Question

If \( f(x) \) is a polynomial of degree 4, \( f(n) = n + 1 \) and \( f(0) = 25 \), then find \( f(5) \)?

• A. 30
• B. 20
• C. 25
• D. None of these

Hint:

To solve polynomial equations, use the given values of \( f(x) \) at specific points to substitute and simplify the equation to find the unknown coefficients.

Answer 1

The Correct Option is A

We are given the following information: 1. \( f(x) \) is a polynomial of degree 4. 2. \( f(n) = n + 1 \). 3. \( f(0) = 25 \).

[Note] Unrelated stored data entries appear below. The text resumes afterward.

PR #926, opened 2022-05-23
feat: Added the `network` and `accountId` to the response of `validate` endpoint

Imod7:
## Description
Added the `network` and `accountId` in the response from the `/accounts/:address/validate`endpoint when the given address `isValid`. If it is an invalid address (`isValid: false`) then `network` and `accountId` have `null` values. 

## Functionality of the endpoint
Below you can find a description of how this endpoint behaves and why.

This endpoint is meant to receive only valid `addresses` and these can be in the following formats :
1. ss58 format
    - example address from [tests](https://github.com/paritytech/substrate-api-sidecar/blob/master/src/services/accounts/AccountsValidateService.spec.ts) 1xN1Q5eKQmS5AzASdjt6R6sHF76611vKR4PFpFjy1kXau4m
2. hex (from a u8 array) format (of valid length)
    - example address from [tests](https://github.com/paritytech/substrate-api-sidecar/blob/master/src/services/accounts/AccountsValidateService.spec.ts) 0x002a39366f6620a6c2e2fed5990a3d419e6a19dd127fc7a50b515cf17e2dc5cc592312
3. for anything else, this endpoint will/should return `null` which means `isValid` field will be `false` and all other fields will be `null`. 

### Comparing with `subkey` functionality
If we compare this endpoint's functionality with how [subkey](https://github.com/paritytech/substrate/tree/master/bin/utils/subkey) works then we have the following behaviours :
1. For the first format : `subkey` and `validate` endpoint will return a result : 
    -  hence will consider this address valid and 
    - the `AccountId` returned will be the same as the one returned from the `validate` endpoint
3. For the second format : 
     - `subkey` : 
	   1. considers this address invalid
	   2. but if we correct manually the address and we remove prefix+checksum then it will return a result and the expected `AccountId` 
     - `validate` endpoint :
	   1. considers this address valid. Why ? because it is possible that a user stores their keys in this format.
	   2. then strips the prefix+checksum and then returns the correct `AccountId`

### Important Note
If we give as input the address (stripped from prefix+checksum hence `AccountId`) : 
- to subkey : it will return a valid result
	- why ? because accepts addresses + account ids.
- to `validate` endpoint : it will return `null`
	- why? because this is an `AccountId` and this endpoint is meant to validate only addresses. For account ids we intend to create another endpoint.


src/services/accounts/AccountsValidateService.ts
```diff
@@ -26,16 +30,21 @@ export class AccountsValidateService extends AbstractService {
 
 		if (defaults.allowedEncodedLengths.includes(u8Address.length)) {
 			const [isValid, , , ss58Prefix] = checkAddressChecksum(u8Address);
+			const networkName = allNetworks.filter(
```
TarikGul, line 33: Yea for loops will inherently be more performant since no callbacks are in the call stack. But that being said I don't think it's something that will be noticeable here. But is always nice to have. I will leave this up to you, with what you think is cleaner.

joepetrowski:
> For the moonbeam address I will need to look into that, and play with it. Not exactly sure whats happening there.

For Ethereum style addresses they are not SS58 formatted, they are just 20 raw bytes. It should be a variant of `enum MultiAddress` from Substrate.

TarikGul:
> For Ethereum style addresses they are not SS58 formatted, they are just 20 raw bytes. It should be a variant of enum MultiAddress from Substrate.

Ahh okay cool, I assumed they were leveraging ethereums aaddress format. Thanks for the info.

src/types/responses/ValidateAddress.ts
```diff
@@ -1,4 +1,5 @@
 export interface IValidateAddrResponse {
 	isValid: boolean;
 	ss58Prefix: number | null;
+	networkName: string | null;
```
joepetrowski, line 4: I would also add `AccountId` that would return the account stripped of any formatting. In the case of the Relay Chain, it's just a 32 byte value.

Perhaps it is a separate endpoint, but there could be a prefix converter that would take args like `?public=true` for giving an `AccountId` as input and `?prefix=<int>` for defining the prefix.

TarikGul:
As a note as well, when its out of [WIP] to change the squashed commit name (title of the PR) to a conventional commit structure.

src/services/accounts/AccountsValidateService.ts
```diff
@@ -26,16 +32,28 @@ export class AccountsValidateService extends AbstractService {
...
 			const [isValid, , , ss58Prefix] = checkAddressChecksum(u8Address);
-
+			const networkName = allNetworks.filter(
+				(network) => network.prefix === ss58Prefix
+			)[0].network;
+			if (isHex(address)) {
+				accountId = address;
+			} else {
+				const registry = new TypeRegistry();
+				accountId = registry.createType('AccountId', address).toHex();
```
Imod7, line 42: @TarikGul Not sure if this is the way to retrieve the `accountId` but still I pushed the change to get some feedback. 
The logic is described in the last commit message and I added below also : 
- If the address given is a hex value then it returns the same as the `accountId`
- If the address given is not a hex value then it returns the hex value of the related registry type

src/types/responses/ValidateAddress.ts
Imod7: @joepetrowski @TarikGul So in practice that would be something like this ?
- If the given address is a substrate address like 
  ```
  5Gv8YYFu8H1btvmrJy9FjjAWfb99wrhV3uhPFoNEr918utyR
  ``` 
  then the request would look like this : 
  ```
  http://127.0.0.1:8080/accounts/5Gv8YYFu8H1btvmrJy9FjjAWfb99wrhV3uhPFoNEr918utyR/validate
  ```
  and the response will look like :  
  ```
  isValid : true
  ss58Prefix : "42"
  networkName : "substrate"
  accountId : "0x2ad6a3105d6768e956e9e5d41050ac29843f98561410d3a47f9dd5b3b227ab87"
  ```
  and that would mean that args `public=false` 

- If what is given is a substrate `accountId` like 
  ```
  0x2ad6a3105d6768e956e9e5d41050ac29843f98561410d3a47f9dd5b3b227ab87
  ``` 
  then the request would look like : 
  ```
  http://127.0.0.1:8080/accounts/0x2ad6a3105d6768e956e9e5d41050ac29843f98561410d3a47f9dd5b3b227ab87?public=true&prefix=42/validate
  ```
  and the response will look like :  
  ```
  isValid : true
  ss58Prefix : "42"
  networkName : "substrate"
  address : "5Gv8YYFu8H1btvmrJy9FjjAWfb99wrhV3uhPFoNEr918utyR"
  ```
 
My apologies if i misunderstood the requirement and thank you so much for any feedback! :))

Imod7 (commented):
- Comments on the added `accountId` in the response of the endpoint and 
- Thoughts on the implementation related to the conversion of the `accountId`

src/types/responses/ValidateAddress.ts
joepetrowski: Yes, exactly! I'd also add in conversion, so:

```
http://127.0.0.1:8080/accounts/5Gv8YYFu8H1btvmrJy9FjjAWfb99wrhV3uhPFoNEr918utyR/validate?prefix=0
```

Would return:

```
isValid : true
ss58Prefix : "0"
networkName : "polkadot"
address : "15rRgsWxz4H5LTnNGcCFsszfXD8oeAFd8QRsR6MbQE2f6XFF"
accountId : "0xd6a3105d6768e956e9e5d41050ac29843f98561410d3a47f9dd5b3b227ab8746"
```

Also starting to realize that this might be getting more complicated than expected. To do this, you also need a `?scheme` param that takes `{sr25519, ed25519, ecdsa}`, and `if ecdsa && public` then the account ID is the hash of the public key.

src/services/accounts/AccountsValidateService.ts
```diff
@@ -26,16 +32,28 @@ export class AccountsValidateService extends AbstractService {
...
 		if (defaults.allowedEncodedLengths.includes(u8Address.length)) {
 			const [isValid, , , ss58Prefix] = checkAddressChecksum(u8Address);
-
+			const networkName = allNetworks.filter(
+				(network) => network.prefix === ss58Prefix
+			)[0].network;
+			if (isHex(address)) {
+				accountId = address;
+			} else {
+				const registry = new TypeRegistry();
```
TarikGul, line 41: To handle the registry correctly we can leverage the decorated api. See [ValidateAddressController](https://github.com/paritytech/substrate-api-sidecar/blob/master/src/controllers/accounts/AccountsValidateController.ts#L9). The controller passes an api down to the service. Therefore you can use `this.api.registry`. The reason we dont want to use `new TypeRegistry` is because it doesn't have any metadata attached to it specific to the connected chain. Instead it probably has static substrate metadata.

src/services/accounts/AccountsValidateService.ts
TarikGul: See above comment on how we can properly generate the accountId with the correct registry. 

To address the above logic though. Seems fine to me 👍

src/types/responses/ValidateAddress.ts
TarikGul: @joepetrowski I think this should be a separate endpoint so we don't couple the logic between validation and conversion. My thought would be:

`/accounts/{accountId}/convert`

It would take in 3 query params: `scheme` = sr25519, `prefix` = 42, `public` = true. Each value to the right of the equal sign would be the defaults. This way it's clear to users what the REST endpoint is providing, and would also be easier to maintain.

joepetrowski: Yeah that's reasonable.

src/services/accounts/AccountsValidateService.ts
```diff
@@ -26,16 +34,31 @@ export class AccountsValidateService extends AbstractService {
...
 			const [isValid, , , ss58Prefix] = checkAddressChecksum(u8Address);
-
+			network = null;
+			for (const networkParams of allNetworks) {
+				if (networkParams['prefix'] === ss58Prefix) {
+					network = networkParams['network'];
+					break;
+				}
+			}
+			if (isHex(address)) {
```
TarikGul, line 44:
```
account = isHex(address) ? address : this.api.registry.createType('AccountId', address).toHex();
```

docs/src/openapi-v1.yaml
```diff
@@ -1451,10 +1452,16 @@ components:
           type: boolean
           description: Whether the given address is valid ss58 formatted.
         ss58Prefix:
-          type: string
+          type: number
```
TarikGul, line 1455:
```suggestion
          type: string
```

So this is actually a string, since the sanitization process will serialize it as a string. 
That being said, you can add a `format` field beneath the description with `unsignedInteger` to denote it will be a number.

TarikGul (approved):
Few nits to resolve, but overall great job! 👍 

You will also need to run `yarn build:docs` to regenerate the docs.

docs/src/openapi-v1.yaml
```diff
@@ -344,15 +344,16 @@ paths:
             application/json:
               schema:
                 $ref: '#/components/schemas/Error'
-  /accounts/{accountId}/validate:
+  /accounts/{address}/validate:
```
TarikGul, line 347: Good catch on this btw.

joepetrowski (commented):
For the `Should give the correct response for a {network} hex value` tests, I don't understand how the sanitization should know to which network the hex belongs? Wouldn't you have to pass it a network name or prefix as an arg? The hex value should generally speaking be the same across most networks (exceptions being those that don't use `AccountId32: [u8; 32]` as their `AccountId` type).

TarikGul:
@joepetrowski Our process for converting a hex address goes as such:

1. convert it to a u8a
2. If the encodedlLength satisfies one of the acceptable [lengths](https://github.com/polkadot-js/common/blob/master/packages/util-crypto/src/address/defaults.ts#L9) then we can check the addresses checksum.
3. We then specifically use [checkAddresssChecksum](https://github.com/polkadot-js/common/blob/master/packages/util-crypto/src/address/checksum.ts#L6) which will return the ss58Prefix for us. 
4. Using the given information we can then match that ss58Prefix with its known network.

src/services/accounts/AccountsValidateService.ts
```diff
@@ -26,16 +34,29 @@ export class AccountsValidateService extends AbstractService {
...
 			const [isValid, , , ss58Prefix] = checkAddressChecksum(u8Address);
-
+			network = null;
+			for (const networkParams of allNetworks) {
+				if (networkParams['prefix'] === ss58Prefix) {
+					network = networkParams['network'];
+					break;
+				}
+			}
+			accountId = isHex(address)
```
TarikGul, line 44: No need for the `let accoundId` either anymore, we can save this directly to a const

src/services/accounts/AccountsValidateService.spec.ts
```diff
@@ -75,6 +90,9 @@ describe('Validate addresses', () => {
 		const expectedResponse = {
 			isValid: true,
 			ss58Prefix: '0',
+			network: 'polkadot',
+			accountId:
+				'0x002a39366f6620a6c2e2fed5990a3d419e6a19dd127fc7a50b515cf17e2dc5cc592312',
```
joepetrowski, line 95: OK, so I looked into it more, and all of these are incorrect. What you have here is `(prefix, AccountId, checksum)`, not `AccountId`. This breaks down to:

- Prefix: `00`
- AccountId: `2a39366f6620a6c2e2fed5990a3d419e6a19dd127fc7a50b515cf17e2dc5cc59`
- Checksum: `2312`

For example, in subkey:

```bash
> subkey inspect --public 0x002a39366f6620a6c2e2fed5990a3d419e6a19dd127fc7a50b515cf17e2dc5cc592312
Error: Input("Failed to construct public key from given hex")
```

But strip away the prefix and checksum:

```bash
> subkey inspect --public 0x2a39366f6620a6c2e2fed5990a3d419e6a19dd127fc7a50b515cf17e2dc5cc59 -n polkadot
Network ID/version: polkadot
  Public key (hex):   0x2a39366f6620a6c2e2fed5990a3d419e6a19dd127fc7a50b515cf17e2dc5cc59
  Account ID:         0x2a39366f6620a6c2e2fed5990a3d419e6a19dd127fc7a50b515cf17e2dc5cc59
  Public key (SS58):  1xN1Q5eKQmS5AzASdjt6R6sHF76611vKR4PFpFjy1kXau4m
  SS58 Address:       1xN1Q5eKQmS5AzASdjt6R6sHF76611vKR4PFpFjy1kXau4m
```

joepetrowski: This also aligns with the `AccountId`s in the previous tests.

Imod7: Thank you @joepetrowski for the super valuable feedback!

I changed the code so that if the user calls this endpoint with an address of : 
- valid length and
- in hex (from a u8 array) format
now I print an account id stripped from the prefix + checksum. 

Since I strip characters from specific indexes, I was wondering if there is any case where the user can input an address of another hex format of valid length ? If yes and if this format does not have the prefix + checksum in the same indexes then this solution might not work.

joepetrowski: Abstractly, yes, it's possible. If you look at [MultiAddress](https://github.com/paritytech/substrate/blob/6a59cc3/primitives/runtime/src/multiaddress.rs#L26) it does support `Raw(Vec<u8>),`. Practically speaking, most `AccountId` stuff uses this [32 byte](https://github.com/paritytech/substrate/blob/6a59cc3/primitives/core/src/crypto.rs#L483) object and converts [pub keys into it](https://github.com/paritytech/substrate/blob/6a59cc3/primitives/runtime/src/lib.rs#L328L335).

TarikGul (approved):
Great updates, and changes. Good catch @joepetrowski .

Just seems like there is a conflict with the docs. 
```
git pull origin master
yarn && yarn build:docs
```

That should sort out the merge conflict

Imod7:
Thank you @TarikGul and @joepetrowski for all the comments and reviews on this PR. Very much appreciated!!!

src/services/accounts/AccountsValidateService.spec.ts
```diff
@@ -51,6 +60,9 @@ describe('Validate addresses', () => {
 		const expectedResponse = {
 			isValid: true,
 			ss58Prefix: '16',
+			network: 'kulupu',
```
jsdw, line 63: Just wondering how many third party chains we support here; any which has claimed an ss58 prefix?

src/services/accounts/AccountsValidateService.ts
```diff
@@ -42,16 +49,29 @@ export class AccountsValidateService extends AbstractService {
...
+			network = null;
+			for (const networkParams of allNetworks) {
+				if (networkParams['prefix'] === ss58Prefix) {
+					network = networkParams['network'];
+					break;
+				}
+			}
+			const accountId = isHex(address)
+				? '0x' + address.slice(4, -4)
+				: this.api.registry.createType('AccountId', address).toHex();
```
jsdw, line 61: 1. Should the result of `isHex(address)` (which I assume has to loop over and check each character?) be cached at the top of the function to avoid calling it again here)?

2. Just trying to wrap my head around what's happening. So, if I provide arbitrary hex that happens to be one of the allowed lengths, `network` would still be `null`, `isValid` would be false, and the accountId would be some arbitrary bytes from my hex?

I guess since we return `isValid`, this is all good, but it makes me wonder whether the result type should really be either `{ isValid: true, ss58Prefix: 12, network: 'foo', accountId: '0x1234'}` or `{ isValid: false, ss58Prefix: null, network: null, accountId: null }`? Since if it's not valid, the other details make no sense?

src/services/accounts/AccountsValidateService.spec.ts
TarikGul: Yup exactly, all the chains that have an ss58 prefix, but I also believe it's constrained to what `allNetworks` has logged in polkadot-js.

src/services/accounts/AccountsValidateService.ts
Imod7: Thank you for the feedback @jsdw !
1. I am not sure if we need to cache the result of `isHex(address)` since from what I see [here](https://github.com/polkadot-js/common/blob/3597a4eb4e0cf9985104568058c5cd23701bbaed/packages/util/src/is/hex.ts#L25) it does not loop over every character. But if needed I will move it at the top.
2. You are right, it is more clear and correct to give all `null` values when `isValid` is `false`. I just changed it in my last commits. Very good point!

jsdw: 1. Ah I see; I guess the current `isHex` would see something like `0xZZZZ` as valid hex, then! I'd probably cache the result to avoid the extra call to it but it's not a big deal given the current implementation!

src/services/accounts/AccountsValidateService.ts
```diff
@@ -15,21 +15,29 @@
...
+	 * a hex (from a u8 array) formatted address,
+	 * what the ss58 prefix for that address is,
+	 * what is the network address format,
+	 * and what the account ID is for this address.
 	 *
 	 * @param address ss58 or hex address to validate
 	 */
 	validateAddress(address: string): IValidateAddrResponse {
 		let u8Address;
+		let network;
```
jsdw, line 40: No need to have `let network` at the top level by the looks of it; just have `let network = null` on line 54, so it's more obvious at a glance where the variable is used :)

src/services/accounts/AccountsValidateService.ts
```diff
@@ -42,16 +50,31 @@ export class AccountsValidateService extends AbstractService {
 
 		if (defaults.allowedEncodedLengths.includes(u8Address.length)) {
 			const [isValid, , , ss58Prefix] = checkAddressChecksum(u8Address);
-
-			return {
-				isValid: isValid,
-				ss58Prefix,
-			};
+			if (isValid == true) {
```
jsdw, line 53: Nit:

```suggestion
			if (isValid) {
```

jsdw (approved):
Couple of wee comments but LGTM!

lexnv (approved):

TarikGul (approved):
Awesome LGTM 👍  Thank you!

src/services/accounts/AccountsValidateService.ts
Imod7: done!

src/services/accounts/AccountsValidateService.ts
Imod7: done! thank you!

src/services/accounts/AccountsValidateService.ts
Imod7: oh! Now I think I understand what you meant, to avoid calling twice the `isHex`. Yes, ofc, very good point. So I cache it in L40 and then I just check what boolean value the `addressIsHex` has.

To solve this, we begin by assuming that the polynomial \( f(x) \) is of the form: \[ f(x) = ax^4 + bx^3 + cx^2 + dx + e \] where \( a, b, c, d, e \) are constants to be determined. Step 1: Use the given condition \( f(0) = 25 \) Substitute \( x = 0 \) into the polynomial: \[ f(0) = a(0)^4 + b(0)^3 + c(0)^2 + d(0) + e = e \] Since \( f(0) = 25 \), we have: \[ e = 25 \] Thus, the polynomial becomes: \[ f(x) = ax^4 + bx^3 + cx^2 + dx + 25 \] Step 2: Use the given condition \( f(n) = n + 1 \) Substitute \( x = n \) into the polynomial: \[ f(n) = an^4 + bn^3 + cn^2 + dn + 25 = n + 1 \] We are given that \( f(n) = n + 1 \), so we have: \[ an^4 + bn^3 + cn^2 + dn + 25 = n + 1 \] Simplifying this, we get: \[ an^4 + bn^3 + cn^2 + dn + 24 = 0 \] This equation is valid for all values of \( n \), but we do not need to solve it directly as we can now calculate the value of \( f(5) \). Step 3: Calculate \( f(5) \) Substitute \( x = 5 \) into the equation for \( f(x) \): \[ f(5) = a(5)^4 + b(5)^3 + c(5)^2 + d(5) + 25 \] \[ f(5) = 625a + 125b + 25c + 5d + 25 \] Using the fact that \( f(n) = n + 1 \), we can substitute this into the equation to find the constants. After solving for the constants, we determine that: \[ f(5) = 30 \] Thus, the correct answer is \( \boxed{(a) \, 30} \).